Greetings and Salutations, (this was written Sunday)
     It has been one week today that I arrived in California. I am so very excited but I have to admit out loud that I am taken mildly aback that I still have some adjusting to the culture shock that is San Francisco and California. It has been five years since I have lived here and I thought that totally counted. I have humbly discovered that even with prior experience, there is still plenty of readjusting ahead of me.
     I have been spending time this week thinking about how change effects us. Even self inflicted, change is stressful. In order to have the best experience possible while on this journey of change I will redirect my brain gently back to the present as much as possible when I get worked up about the next step before I get to it. Wondering when I will get a full time job. Worrying about the slightly (tongue in cheek) overwhelming process of deciding what part of the city, including outside of it, to live. Will I run out of savings before I land a job. One thing at a time. Breathe.
     Change. Its a challenging, often difficult to process to navigate. We naturally long for predictability in our lives. It makes us feel safe and secure. I guess that is a perspective I have never thought about until now. Change as a process, not just a feeling to be rated from 0-10 scale of unbearable  to most comfortable. It really is a process that you have to go through to get to the other side.
     That is why your temperament has everything to do with your interpretation of the effect the process has on you. One man's trench to wallow in is another man's mountain to conquer. Crappy all the way or surrender best you can and become one with the process. The choice, while rarely easy nor completely impossible is simply, complicatedly (is this a word?) up to the individual. Nothing is forever and what was uncomfortable yesterday with patience becomes tomorrows pleasure. I chose to see the mountain.
     This morning while I was eating breakfast I was enjoying TV (I haven't had cable since June last year). I was surfing and settled on a sermon with Joel OSteen already in progress.

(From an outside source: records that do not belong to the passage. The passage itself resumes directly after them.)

PR #3766, opened 2021-07-07
add flag to bypass jobspec validation

garlick:
This adds a FLUX_JOB_NOVALIDATE flag that can be passed by the instance owner to the `job-ingest` module to bypass jobspec validation on a per-job basis, as opposed to reloading the `job-ingest` module with the `disable-validator` module option and disabling the validator for all jobs.

I originally added this as part of the `flux job exec` work to improve turnaround time for short lived jobs.  I broke it out for separate consideration here, since it's not really all _that_ helpful for the case it was written for, as the cost of validation is low once the python co-process is up and running.

Can we imagine this being useful for other things?  I'm fine if we prefer to dump it.

### DIFF
--- a/src/bindings/python/flux/job/submit.py
+++ b/src/bindings/python/flux/job/submit.py
@@ -29,6 +29,7 @@ def submit_async(
     waitable=False,
     debug=False,
     pre_signed=False,
+    novalidate=False,
 ):
     """Ask Flux to run a job, without waiting for a response
 
@@ -53,6 +54,10 @@ def submit_async(
     :param pre_signed: jobspec argument is already signed
         (default is False)
     :type pre_signed: bool
+    :param novalidate: jobspec does not need to be validated.
+        (default is False) novalidate=True is restricted to the
+        instance owner.
+    :type novalidate: bool
     :returns: a Flux Future object for obtaining the assigned jobid
     :rtype: Future
     """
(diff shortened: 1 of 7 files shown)


grondo:
Seems like this could be useful when submitting a job that purposefully violates jobspec requirements, e.g. when testing Fluxion or another new scheduler, etc. Maybe even in the testsuite to ensure the job shell or other jobspec consumer can tolerate a bad jobspec (I think we already have some tests that "load a permissive validator")

However, you can also just reload the job-ingest module with `disable-validator`, so you'd have to have a situation where you want most jobspecs validated but not all of them...

garlick:
Oh yeah, `disable-validator` (corrected in description above).

Yeah, I'm not sure this is worth it.  Nix it?

grondo:
I don't know, it seems like it is pretty minimal and could be useful.. I say we merge this. Doesn't seem like it would get in the way at all :thinking:

garlick:
OK, forced a push with python format fix, and also added a tiny bit of test coverage.

garlick:
Added a bit more testing and rebased on current master.

garlick:
Coverage revealed that my test to have a guest try to use the flag wasn't resulting in coverage of the error handling.  Upon closer look, the test was failing at the command instead of in job-ingest.  Fixed that, then found a bug in the job-ingest error handling and fixed.

Go coverage tool!

src/bindings/python/flux/job/submit.py
```diff
@@ -53,6 +54,10 @@ def submit_async(
     :param pre_signed: jobspec argument is already signed
         (default is False)
     :type pre_signed: bool
+    :param novalidate: jobspec does not need to be validated.
+        (default is False) Novalidate=True is restricted to the
```
grondo, line 58:
```suggestion
        (default is False) novalidate=True is restricted to the
```

grondo (approved):
LGTM! One minor documentation typo that was hardly worth mentioning.

src/bindings/python/flux/job/submit.py
garlick: I'll fix and set MWP if that's OK.

PR #3767, opened 2021-07-07
WIP: make flux job wait return highest shell exit code

garlick:
Peeled off of  #3741 (or rather a work in progress based on that).

This updates the job manager `wait` RPC to return the terminating event rather than the interpreted (success, error string) tuple.  Existing API interfaces are unchanged -  the interpretation moves from the job manager to libjob.  A new function, `flux_job_wait_get_exit_code()` interprets the terminating event into a reasonable proxy exit code for the job.

Then this gets used in the `flux job wait` command, which now returns the highest exit code of the tasks, which I think came up as a deficiency when this fast exec stuff was originally discussed.  The `flux_job_wait()` interface will be used by `flux job exec` if that goes in, but that's a different PR.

     It was about being satisfied where ever you are in your current season (of life) even if it isn't quite where you want to be. To not fall into the trap of the proverbial carrot that dangles in front of you of contentment/satisfaction. If I get____, then I will be happy. If I get this or that job or this or that apartment/house then I'll be happy. Problem is human nature teaches us (if we pay attention) "then" never comes. Its always replaced with something else. We can get stuck in a life of discontentment/dissatisfaction. This was a very timely sermon. It reminded me of where I honestly do try to keep myself. Satisfaction with the moment I am in, while still keeping my eye on the goal.
     No matter how long it takes you to attain the goals you set for yourself in life never stop trying to get there. I can honestly say that if I wasn't as driven as I was for some things I can't even explain, I would have never made this move to California. I would have changed my mind a multitude of times along the way.
     I am still scared now. I just keep forging ahead. I will see this through success or fail. What I am trying to say is your journey has to be your own. It has to have meaning and have teeth for you and no one else. When you get scared and want to chicken out along the way, you have to have the fortitude to stick with your original plan because of what it means to you. That comes only from within you.
     I will take the time to remind myself when I get scared of the changes I am under going, it is a process like anything else in life and this too shall pass. This too shall improve and get better with time. I need to be as relaxed as possible to make the best choices along the way I can so that the outcome exceeds my expectations and fears. How can I really lose if I exceed either one of those two things?